Can I expect this to quit after some time? Is there a way I should be handling it? I don't want him to be starved for affection , but I don't want a spoiled brat either... He's my first cockatiel, after several budgies.

Edit: just thought maybe I should mention too, I'm home with him all day, and he's usually out of the cage in his play gym/wherever. 

Thanks for any advice, tips or support!


----------



## roxy culver (May 27, 2010)

Babies that are handfed learn that when they cry like that, their human comes to them and gives them attention. So the baby thinks if it makes this sound, you will pay attention to it. You can untrain this by ignoring the baby when it cries and give it attention when it makes the sounds you like.


----------



## megohm (Jan 11, 2014)

Thanks Roxy, I've been more or less keeping to that for the past couple of days, but I didn't know if it would have some sort of damaging effect on his psyche, lol. 

Is it normal for him to keep on doing it while he's cuddled up on me? He just sits there with his head looking straight up at me, nodding up and down. It's cute, but he sounds like a little zombie! 

With the flock calls, I've been trying to just reassure him whenever I'm not in sight by telling him, "I'm right here." Hopefully he gets the message soon, lol.


----------



## dianne (Nov 27, 2013)

Congratulations on your new baby!

My guess (and it's just a guess) is that he is settling in and misses his old flockmates. Perhaps he thinks you have them in another room, and if he cries to you, you will go get them. Also, he may be regressing a little because of the change in environment, and begging for the kind of feeding he had as a smaller baby. Since he is eating well, I don't think this is anything to worry about and will sort itself out.

My Tiel, Emma, used to climb around the top of her cage and hoot when I first got her. In time, it settled down (fairly quickly, I think).

Just think, everything in this little guy's environment has changed. Even tho things in the new environment are very positive, it still must be a bit unsettling.

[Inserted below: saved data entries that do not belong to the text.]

PR #2418, opened 2017-06-21
[ENH] Python Script: Multiple inputs

### LINKED ISSUE #2324: Multiple inputs/outputs for "Python Script"
##### Orange version 

3.4.dev0+1b1813c

##### Expected behavior
Often times it would be extremely useful to be able to connect several inputs to the Python Script widget and be able to do operations with them to generate one or multiple outputs.

Would it be possible to have _in_data_ and _out_data_ as an array and handle arbitrary number of inputs/outputs?  (Or at least for the input part, because I see how outputting an array can confuse other widget functionality)

##### Actual behavior
Python Script accepts only one input and provides one output channel.

jerneju:
##### Issue
Fixes #2324 .

##### Includes
- [X] Code changes
- [ ] Tests
- [ ] Documentation

### DIFF
--- a/Orange/widgets/data/owpythonscript.py
+++ b/Orange/widgets/data/owpythonscript.py
@@ -357,14 +357,14 @@ class OWPythonScript(widget.OWWidget):
     icon = "icons/PythonScript.svg"
     priority = 3150
 
-    inputs_names = ["in_data", "in_learner", "in_classifier", "in_object"]
+    inputs_names = ("in_data", "in_learner", "in_classifier", "in_object")
 
     class Inputs:
-        in_data = Input("in_data", Orange.data.Table, default=True)
-        # in_distance = Input("in_distance", Orange.misc.SymMatrix, default=True)
-        in_learner = Input("in_learner", Learner, default=True)
-        in_classifier = Input("in_classifier", Model, default=True)
-        in_object = Input("in_object", object)
+        in_data = Input("in_data", Orange.data.Table, default=True, multiple=True)
+        # in_distance = Input("in_distance", Orange.misc.SymMatrix, default=True, multiple=True)
+        in_learner = Input("in_learner", Learner, default=True, multiple=True)
+        in_classifier = Input("in_classifier", Model, default=True, multiple=True)
+        in_object = Input("in_object", object, multiple=True)
 
     outputs_names = ["out_data", "out_learner", "out_classifier", "out_object"]
 
@@ -387,11 +387,11 @@ class OWPythonScript(widget.OWWidget):
     def __init__(self):
         super().__init__()
 
-        self.in_data = None
-        self.in_distance = None
-        self.in_learner = None
-        self.in_classifier = None
-        self.in_object = None
+        self.in_datas = dict()
+        self.in_distances = dict()
+        self.in_learners = dict()
+        self.in_classifiers = dict()
+        self.in_objects = dict()
 
         for s in self.libraryListSource:
             s.flags = 0
@@ -402,7 +402,7 @@ class OWPythonScript(widget.OWWidget):
         gui.label(
             self.infoBox, self,
             "<p>Execute python script.</p><p>Input variables:<ul><li> " + \
-            "<li>".join(name for name in self.inputs_names) + \
+            "<li>".join(name + ', ' + name + 's' for name in self.inputs_names) + \
             "</ul></p><p>Output variables:<ul><li>" + \
             "<li>".join(name for name in self.outputs_names) + \
             "</ul></p>"
@@ -513,25 +513,32 @@ class OWPythonScript(widget.OWWidget):
         self.controlArea.layout().addStretch(1)
         self.resize(800, 600)
 
+    def _set_dict(self, dic, input, id):
+        id = id[0] if isinstance(id, tuple) else id
+        if input is not None:
+            dic[id] = input
+        elif id in dic.keys():
+            del dic[id]
+
     @Inputs.in_data
-    def setExampleTable(self, et):
-        self.in_data = et
+    def setExampleTable(self, et, id=None):
+        self._set_dict(self.in_datas, et, id)
 
     # @Inputs.in_distance
-    def setDistanceMatrix(self, dm):
-        self.in_distance = dm
+    def setDistanceMatrix(self, dm, id=None):
+        self._set_dict(self.in_distances, dm, id)
 
     @Inputs.in_learner
-    def setLearner(self, learner):
-        self.in_learner = learner
+    def setLearner(self, learner, id=None):
+        self._set_dict(self.in_learners, learner, id)
 
     @Inputs.in_classifier
-    def setClassifier(self, classifier):
-        self.in_classifier = classifier
+    def setClassifier(self, classifier, id=None):
+        self._set_dict(self.in_classifiers, classifier, id)
 
     @Inputs.in_object
-    def setObject(self, obj):
-        self.in_object = obj
+    def setObject(self, obj, id=None):
+        self._set_dict(self.in_objects, obj, id)
 
     def handleNewSignals(self):
         self.unconditional_commit()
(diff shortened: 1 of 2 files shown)


Orange/widgets/data/owpythonscript.py
```diff
@@ -645,7 +667,7 @@ def saveScript(self):
             f.close()
 
     def initial_locals_state(self):
-        d = dict([(i.name, getattr(self, i.name, None)) for i in self.inputs])
+        d = dict([(name, getattr(self, name, None)) for name in self.inputs_names])
```
janezd: I think it'd be better to pass lists, not dicts. The script doesn't know the meaning of id's, so it would always use just the values.

Orange/widgets/data/owpythonscript.py
```diff
@@ -386,10 +393,14 @@ def __init__(self):
         super().__init__()
 
         self.in_data = None
+        self.in_datas = OrderedDict()
```
janezd: Any reason for using ordered dicts here?

jerneju: No.

Orange/widgets/data/owpythonscript.py
jerneju: I completely forgot about this. Well, lists cannot be passed. There needs to be a dictionary since some other code (`class InteractiveInterpreter`) does not accept lists.

Orange/widgets/data/owpythonscript.py
```diff
@@ -513,25 +520,36 @@ def __init__(self):
         self.controlArea.layout().addStretch(1)
         self.resize(800, 600)
 
+    def _set_dict(self, dic, input, id):
+        id = id[0] if isinstance(id, dict) else id
```
janezd: Can id be a dict? (And why would this dict have a key `0`?) As I can see, it can be a tuple and it's OK if it remains a tuple.

Orange/widgets/data/owpythonscript.py
janezd: Where is this code? I can't find `InteractiveInterpreter` (I may be blind).

If it stays a dictionary, use dict comprehension, i.e. `{name: getattr(self, name, None) for name in self.inputs_names}`.

jerneju: https://docs.python.org/3/library/code.html

> This class deals with parsing and interpreter state (the user’s namespace); ... The optional locals argument specifies the **dictionary** in which code will be executed;

Orange/widgets/data/owpythonscript.py
```diff
@@ -513,25 +520,36 @@ def __init__(self):
...
+        if input is not None:
+            dic[id] = input
+        elif id in dic.keys():
+            del dic[id]
+
     @Inputs.in_data
-    def setExampleTable(self, et):
+    def setExampleTable(self, et, id=None):
         self.in_data = et
```
janezd: This is not OK: `self.in_data` is going to contain the last received signal. If I recall correctly, we said that `in_data` is going to contain some data if exactly one data is present. If there are more, `in_data` should be `None`; it there are multiple inputs, the content of `in_data` would be picked essentially random and thus useless.

Perhaps the cheapest solution is to make it a property. Remove this line and `self.in_data = None`, and add

@property
def in_data(self):
    if len(self.in_datas) == 1:
        return next(self.in_datas.itervalues())

Or, cleaner, fix `initial_locals_state` to set `in_data` to `None` if there are multiple signals.

Same for `in_distance` etc.

Orange/widgets/data/owpythonscript.py
janezd: No, no, `in_data` has to be in a dictionary, but doesn't itself have to be a dictionary. `locals` is a dict with local variables (name bindings, actually), that is, keys are variable names and values are their values. That is, `d` has to be a dict, but its values can be anything.

Here:

change the `inputs_names` back to just

        inputs_names = ("in_data", "in_learner", "in_classifier", "in_object")

and remove singulars in `__init__`:

        self.in_data = {}
        self.in_learner = {}
        self.in_classifier = {}
        self.in_object = {}

Change signal handlers to

    def setExampleTable(self, et, id=None):
        self._set_dict(self.in_data, et, id)

    def setDistanceMatrix(self, dm):
        self.in_distance = dm

    def setLearner(self, learner, id=None):
        self._set_dict(self.in_learner, learner, id)

    def setClassifier(self, classifier, id=None):
        self._set_dict(self.in_classifier, classifier, id)

    def setObject(self, obj, id=None):
        self._set_dict(self.in_object, obj, id)

and construct locals with

    def initial_locals_state(self):
        d = dict.fromkeys(o.name for o in self.outputs)
        for name in self.inputs_names:
            value = getattr(self, name, None)
            all_values = list(value.values()) if value is not None else []
            one_value = all_values[0] if len(all_values) == 1 else None
            d[name + 's'] = all_values
            d[name] = one_value
        return d

If I haven't overlooked something, this gives the behaviour I wanted. Please check, and also see whether `id` can be a dict (my other comment).

janezd: Ooops

    def setDistanceMatrix(self, dm):
        self._set_dict(self.in_distance, dm, id)

obviously.

jerneju: I think that `id` used to be a dict but now it is definitely not anymore.

Orange/widgets/data/owpythonscript.py
jerneju: I see. So `in_data` or etc. is `None` when there are more tables or etc.

Orange/widgets/data/owpythonscript.py
jerneju: And I see that you want to add one additional input: `DistanceMatrix`. That used to be commented out, I have no idea why.

janezd: Actually not, I just changed the (uncommented) code for `DistanceMatrix`. You can keep it commented.

Orange/widgets/data/owpythonscript.py
```diff
@@ -513,25 +513,32 @@ def __init__(self):
         self.controlArea.layout().addStretch(1)
         self.resize(800, 600)
 
+    def _set_dict(self, dic, input, id):
+        id = id[0] if isinstance(id, tuple) else id
```
janezd: Isn't this *always* a tuple?

Orange/widgets/data/owpythonscript.py
```diff
@@ -653,7 +659,12 @@ def saveScript(self):
 
     def initial_locals_state(self):
         d = dict([(name, getattr(self, name, None)) for name in self.inputs_names])
```
janezd: I suppose the dict should be initialized as empty, `d = {}`.

Orange/widgets/data/tests/test_owpythonscript.py
```diff
@@ -68,3 +68,23 @@ def test_wrong_outputs(self):
             self.assertTrue(getattr(self.widget.Error, _output).is_shown())
             self.send_signal(_input, data)
             self.assertFalse(getattr(self.widget.Error, _output).is_shown())
+
+    def test_multiple_data_inputs(self):
```
janezd: Could the test be expanded to test more of widget's functionality, like what happens with these multiple objects?

janezd:
No need to close this - #2506 is just an alternative. :)

It this PR is accepted, please cherry-pick #2506's commit  f0d4a885b29e2253667a604a432988b4fdb88529, which contains the tests useful for this PR as well.

janezd:
#2506 now does the same thing + few other minor fixes.

borondics:
This is a very nice change, thanks! I actually used it today, but had to come back all the way here to find out how it works. Nobody likes to write help - myself included!

borondics:
Ah, I just saw that it is indicated on the left panel of the widget.

PR #2422, opened 2017-06-22
[ENH] Canvas Annotations: Text markup editing

ales-erjavec:
##### Issue

Implements inline text markup editing for canvas annotations. Html, rst and markdown are supported.

Use alt-right click on the annotation to change how the content should be interpreted.

##### Includes
- [X] Code changes
- [ ] Tests
- [ ] Documentation


astaric:
IIUC, the Windows build fails because CommonMark is not available on conda?

ales-erjavec:
It failed because CommonMark was not listed in conda  recipe.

It's great that he's so tame and cuddles up to you! My next tiel will be a handfed baby.


----------



## Scribbles (Jun 28, 2012)

When we first got Monte it did that for about 10 days. Some of the time we'd put him back in his cage till he stopped and then re-take him out. Sometimes we just let him cry on our shoulder and he'd stop after about a minute or so but at the same time we'd be talking to him and giving him a scritch. He grew out of it with the first couple of weeks. I think it does depend on the bird...we know we don't discipline all our kids in the same way.

I bet he's beautiful and awesome. Congratulations on your new birdie and hope he becomes an awesome little companion.


----------



## daharkazangel (Dec 11, 2013)

It took Kiara about a week to stop making that noise and even know if I rub her beak she makes the same noise <3


----------



## megohm (Jan 11, 2014)

Thanks for the replies! It's comforting to know it's not just my little guy who's doing it. 

http://youtu.be/QmbJNOZot0g
Here's a video I took of him making his noise, just for reference. Sound familiar, anyone?


----------



## Scribbles (Jun 28, 2012)

Yep, that's the noise!! Some say it's hungry. Some say it wants attention. But geez it can worry you when you don't know what's going on. Especially when it's your first cockatiel. But that is definitely the noise!


----------



## Amz (Apr 10, 2013)

Oh, that noise. Rocko did it for a few weeks when I first had him. Maybe three or four. But don't worry, it stops eventually!


----------



## BirdCrazyJill (Apr 23, 2013)

we went through that for about 3 weeks with ours, but it's over finally!!!  I thought it was never going to end!!


----------



## megohm (Jan 11, 2014)

Well, he's still doing his cry, but he has definitely lessened it!  I'm wondering now if he actually wasn't eating enough on his own (he always has fresh pellets that the aviary weaned him on, and some seeds and veggies in his cage). Today while he was hanging out on his play gym , I gave him a big veggie and brown rice "salad" with a chunk of bird bread and he ate all of it, and the "growling" stopped. He was ferocious with that bird bread though! 

As for the flock calling, I've just ignored it or left the room, (only returning when he was quiet) and although he still does it a bit, it's only about five squawks, and much quieter! I gave him some treats before I left the room again, so I think he's starting to get it that my leaving isn't necessarily a bad thing! He used to freak out if he heard me doing anything, but he's good now - I was beginning to think I could never use the microwave again lol. 

Thanks again for help and reassurance, everyone!


----------



## Scribbles (Jun 28, 2012)

I used to call back when our Monte would flock call. Often he stopped after the first 3-4 times. I used to think he was calling out and saying "where are you" and once he knew I was around he'd go about his business!! Birds!!


----------



## roxy culver (May 27, 2010)

I would definitely respond when he flock calls...its normal for them. He's making sure you're OK when he's doing that.


----------



## megohm (Jan 11, 2014)

roxy culver said:


> I would definitely respond when he flock calls...its normal for them. He's making sure you're OK when he's doing that.


Ah. I will definitely respond then, thanks. I don't want him to have to experience any avoidable anxiety!


----------